Please find how many lines of the data contain the string "without", and respond with that number only.

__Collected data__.
^^^^^^^^
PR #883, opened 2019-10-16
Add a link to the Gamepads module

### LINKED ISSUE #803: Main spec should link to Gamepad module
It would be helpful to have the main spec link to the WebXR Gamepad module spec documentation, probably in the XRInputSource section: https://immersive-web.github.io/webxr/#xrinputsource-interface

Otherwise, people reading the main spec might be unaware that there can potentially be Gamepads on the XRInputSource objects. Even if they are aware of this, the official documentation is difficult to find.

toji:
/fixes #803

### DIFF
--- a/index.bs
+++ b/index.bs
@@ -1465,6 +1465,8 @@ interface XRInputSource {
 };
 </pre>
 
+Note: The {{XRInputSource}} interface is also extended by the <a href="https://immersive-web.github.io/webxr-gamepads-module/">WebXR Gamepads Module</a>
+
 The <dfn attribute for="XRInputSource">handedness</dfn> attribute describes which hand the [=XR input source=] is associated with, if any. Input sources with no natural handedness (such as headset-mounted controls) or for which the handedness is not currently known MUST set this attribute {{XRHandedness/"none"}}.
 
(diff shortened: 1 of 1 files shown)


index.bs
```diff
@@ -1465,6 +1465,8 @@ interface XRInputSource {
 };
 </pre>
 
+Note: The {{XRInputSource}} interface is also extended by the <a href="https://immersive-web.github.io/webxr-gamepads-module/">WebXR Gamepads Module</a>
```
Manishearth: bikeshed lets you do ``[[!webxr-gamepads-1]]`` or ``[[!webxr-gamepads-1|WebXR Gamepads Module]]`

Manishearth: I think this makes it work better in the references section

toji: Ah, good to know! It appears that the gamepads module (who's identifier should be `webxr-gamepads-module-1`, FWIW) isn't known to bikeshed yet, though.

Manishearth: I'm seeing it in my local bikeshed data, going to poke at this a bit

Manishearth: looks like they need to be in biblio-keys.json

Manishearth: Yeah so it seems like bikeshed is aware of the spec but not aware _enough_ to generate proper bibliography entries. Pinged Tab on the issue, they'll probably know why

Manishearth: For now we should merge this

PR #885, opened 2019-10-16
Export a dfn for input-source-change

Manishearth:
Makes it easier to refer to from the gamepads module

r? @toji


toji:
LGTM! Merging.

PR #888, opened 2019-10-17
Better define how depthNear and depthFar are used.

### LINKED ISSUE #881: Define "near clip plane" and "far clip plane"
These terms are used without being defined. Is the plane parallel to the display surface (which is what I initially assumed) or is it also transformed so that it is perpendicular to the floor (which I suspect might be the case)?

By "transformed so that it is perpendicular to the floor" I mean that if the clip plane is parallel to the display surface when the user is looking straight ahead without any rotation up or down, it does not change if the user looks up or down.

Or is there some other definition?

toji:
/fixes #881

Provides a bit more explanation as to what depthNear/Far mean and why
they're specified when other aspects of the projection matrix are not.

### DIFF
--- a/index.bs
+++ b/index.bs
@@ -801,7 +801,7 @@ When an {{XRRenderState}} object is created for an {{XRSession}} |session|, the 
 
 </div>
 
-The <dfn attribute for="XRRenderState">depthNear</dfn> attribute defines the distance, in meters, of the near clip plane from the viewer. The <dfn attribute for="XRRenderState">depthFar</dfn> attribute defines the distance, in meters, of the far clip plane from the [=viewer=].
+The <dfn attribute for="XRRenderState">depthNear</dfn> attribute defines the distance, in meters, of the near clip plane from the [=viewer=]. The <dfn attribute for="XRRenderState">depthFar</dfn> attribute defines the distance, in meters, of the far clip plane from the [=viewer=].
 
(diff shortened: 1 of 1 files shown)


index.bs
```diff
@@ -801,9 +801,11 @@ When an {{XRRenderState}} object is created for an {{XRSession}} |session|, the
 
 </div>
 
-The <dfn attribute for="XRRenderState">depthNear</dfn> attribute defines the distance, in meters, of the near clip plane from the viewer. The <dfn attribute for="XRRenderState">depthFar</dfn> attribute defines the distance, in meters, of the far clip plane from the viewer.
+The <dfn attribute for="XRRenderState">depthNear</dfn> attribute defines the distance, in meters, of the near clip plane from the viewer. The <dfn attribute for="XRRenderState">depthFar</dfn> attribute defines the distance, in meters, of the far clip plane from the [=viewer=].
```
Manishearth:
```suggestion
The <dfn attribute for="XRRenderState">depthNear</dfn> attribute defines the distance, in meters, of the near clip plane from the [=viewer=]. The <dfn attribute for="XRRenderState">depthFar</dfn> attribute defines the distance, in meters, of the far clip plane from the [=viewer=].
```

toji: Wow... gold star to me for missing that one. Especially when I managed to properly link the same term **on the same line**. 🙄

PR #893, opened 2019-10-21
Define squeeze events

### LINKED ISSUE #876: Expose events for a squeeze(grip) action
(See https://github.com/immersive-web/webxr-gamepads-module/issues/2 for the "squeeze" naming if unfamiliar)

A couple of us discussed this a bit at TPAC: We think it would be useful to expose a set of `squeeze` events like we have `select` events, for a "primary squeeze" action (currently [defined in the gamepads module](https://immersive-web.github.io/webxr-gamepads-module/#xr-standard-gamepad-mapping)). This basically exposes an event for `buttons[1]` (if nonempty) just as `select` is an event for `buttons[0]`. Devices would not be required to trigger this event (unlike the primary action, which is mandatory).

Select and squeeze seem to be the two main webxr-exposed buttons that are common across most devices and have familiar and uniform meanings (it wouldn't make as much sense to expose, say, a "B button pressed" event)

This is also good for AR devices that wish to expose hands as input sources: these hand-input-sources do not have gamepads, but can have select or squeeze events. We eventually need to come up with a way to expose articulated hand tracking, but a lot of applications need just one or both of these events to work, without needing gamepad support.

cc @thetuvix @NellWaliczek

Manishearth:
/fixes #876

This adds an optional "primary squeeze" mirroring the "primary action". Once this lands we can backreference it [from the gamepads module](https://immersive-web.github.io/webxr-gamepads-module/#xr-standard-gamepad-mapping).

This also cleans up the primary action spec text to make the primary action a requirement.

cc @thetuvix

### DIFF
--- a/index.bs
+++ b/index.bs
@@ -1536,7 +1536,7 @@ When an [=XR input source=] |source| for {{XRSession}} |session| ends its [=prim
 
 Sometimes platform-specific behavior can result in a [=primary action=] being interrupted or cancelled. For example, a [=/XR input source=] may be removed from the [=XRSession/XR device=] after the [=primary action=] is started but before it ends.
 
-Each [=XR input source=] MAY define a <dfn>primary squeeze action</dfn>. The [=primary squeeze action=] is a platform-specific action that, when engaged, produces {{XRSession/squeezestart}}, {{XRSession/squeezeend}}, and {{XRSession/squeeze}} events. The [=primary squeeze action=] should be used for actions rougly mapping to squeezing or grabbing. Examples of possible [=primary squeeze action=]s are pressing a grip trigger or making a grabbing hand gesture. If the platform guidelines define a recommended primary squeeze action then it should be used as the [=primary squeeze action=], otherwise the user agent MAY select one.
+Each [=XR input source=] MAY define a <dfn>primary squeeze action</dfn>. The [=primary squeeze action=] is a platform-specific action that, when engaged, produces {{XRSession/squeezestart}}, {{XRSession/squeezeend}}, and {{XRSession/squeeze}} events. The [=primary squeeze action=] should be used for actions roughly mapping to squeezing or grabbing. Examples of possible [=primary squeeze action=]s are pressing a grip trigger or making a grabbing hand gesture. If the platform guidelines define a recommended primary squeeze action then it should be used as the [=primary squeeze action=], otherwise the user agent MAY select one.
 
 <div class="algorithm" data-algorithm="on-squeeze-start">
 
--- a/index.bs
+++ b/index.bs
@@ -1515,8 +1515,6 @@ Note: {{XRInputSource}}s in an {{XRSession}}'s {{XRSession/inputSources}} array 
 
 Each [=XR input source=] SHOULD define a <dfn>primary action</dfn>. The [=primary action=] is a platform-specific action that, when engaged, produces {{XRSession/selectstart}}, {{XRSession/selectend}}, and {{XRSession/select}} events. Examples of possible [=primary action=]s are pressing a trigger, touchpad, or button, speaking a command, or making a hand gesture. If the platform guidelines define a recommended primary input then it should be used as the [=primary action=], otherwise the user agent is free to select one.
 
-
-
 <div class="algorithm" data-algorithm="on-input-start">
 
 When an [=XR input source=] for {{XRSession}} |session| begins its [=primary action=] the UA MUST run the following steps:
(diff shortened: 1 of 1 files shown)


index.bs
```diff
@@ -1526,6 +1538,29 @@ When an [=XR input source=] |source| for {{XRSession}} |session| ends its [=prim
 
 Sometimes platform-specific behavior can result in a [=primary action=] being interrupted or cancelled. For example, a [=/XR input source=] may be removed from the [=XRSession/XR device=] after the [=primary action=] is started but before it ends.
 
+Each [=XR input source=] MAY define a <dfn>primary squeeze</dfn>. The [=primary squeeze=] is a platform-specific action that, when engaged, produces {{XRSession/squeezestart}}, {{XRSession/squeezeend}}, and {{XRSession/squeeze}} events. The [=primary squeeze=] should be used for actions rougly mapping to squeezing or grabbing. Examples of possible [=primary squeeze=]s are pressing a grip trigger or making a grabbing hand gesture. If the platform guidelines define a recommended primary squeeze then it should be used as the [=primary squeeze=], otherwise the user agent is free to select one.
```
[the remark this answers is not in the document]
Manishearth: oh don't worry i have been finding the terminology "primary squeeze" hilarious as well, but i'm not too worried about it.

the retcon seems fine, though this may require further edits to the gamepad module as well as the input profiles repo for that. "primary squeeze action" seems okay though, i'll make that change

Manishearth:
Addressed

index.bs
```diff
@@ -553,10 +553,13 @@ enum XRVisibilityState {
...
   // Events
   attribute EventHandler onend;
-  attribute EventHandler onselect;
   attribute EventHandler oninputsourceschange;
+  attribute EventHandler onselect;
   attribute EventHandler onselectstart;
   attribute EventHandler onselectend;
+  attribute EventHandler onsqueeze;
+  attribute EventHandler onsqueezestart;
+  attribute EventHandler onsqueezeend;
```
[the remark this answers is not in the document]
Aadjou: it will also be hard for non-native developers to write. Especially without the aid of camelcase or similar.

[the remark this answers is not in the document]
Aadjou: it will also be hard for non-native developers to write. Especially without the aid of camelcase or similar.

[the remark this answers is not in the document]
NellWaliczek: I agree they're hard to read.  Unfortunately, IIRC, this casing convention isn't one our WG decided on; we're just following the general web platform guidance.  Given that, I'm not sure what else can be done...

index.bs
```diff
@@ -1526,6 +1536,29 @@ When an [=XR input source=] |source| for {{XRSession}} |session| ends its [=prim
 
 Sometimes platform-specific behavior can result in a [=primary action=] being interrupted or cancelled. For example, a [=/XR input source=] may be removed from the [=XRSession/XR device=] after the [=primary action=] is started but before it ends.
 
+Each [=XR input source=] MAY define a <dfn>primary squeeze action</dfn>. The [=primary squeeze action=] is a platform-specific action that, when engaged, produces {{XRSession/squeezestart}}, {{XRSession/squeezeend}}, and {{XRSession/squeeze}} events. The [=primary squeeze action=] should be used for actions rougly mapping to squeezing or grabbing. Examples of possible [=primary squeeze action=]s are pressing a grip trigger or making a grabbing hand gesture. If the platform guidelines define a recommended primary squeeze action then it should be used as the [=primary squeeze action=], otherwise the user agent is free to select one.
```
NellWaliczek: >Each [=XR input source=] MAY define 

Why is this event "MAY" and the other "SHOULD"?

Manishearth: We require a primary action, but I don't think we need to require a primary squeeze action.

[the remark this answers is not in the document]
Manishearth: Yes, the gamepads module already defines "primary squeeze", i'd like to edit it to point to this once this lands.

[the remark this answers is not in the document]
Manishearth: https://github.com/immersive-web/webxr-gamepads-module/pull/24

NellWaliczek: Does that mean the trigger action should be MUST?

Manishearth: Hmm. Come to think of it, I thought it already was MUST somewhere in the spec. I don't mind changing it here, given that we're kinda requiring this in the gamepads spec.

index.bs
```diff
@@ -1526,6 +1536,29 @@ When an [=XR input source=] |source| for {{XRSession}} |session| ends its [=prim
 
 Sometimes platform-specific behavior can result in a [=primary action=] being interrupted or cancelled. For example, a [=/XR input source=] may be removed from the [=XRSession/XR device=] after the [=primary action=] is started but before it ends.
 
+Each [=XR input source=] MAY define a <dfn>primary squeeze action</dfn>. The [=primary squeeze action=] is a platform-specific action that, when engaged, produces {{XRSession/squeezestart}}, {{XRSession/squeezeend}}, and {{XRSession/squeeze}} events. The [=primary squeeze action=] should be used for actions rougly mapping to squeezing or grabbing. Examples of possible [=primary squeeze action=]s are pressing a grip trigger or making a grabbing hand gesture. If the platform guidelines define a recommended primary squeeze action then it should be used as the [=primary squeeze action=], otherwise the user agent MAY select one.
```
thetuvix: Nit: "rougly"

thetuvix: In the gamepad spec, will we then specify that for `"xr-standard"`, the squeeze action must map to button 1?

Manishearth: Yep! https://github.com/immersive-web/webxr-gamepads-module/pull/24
^^^^^^^^
__Response__. 5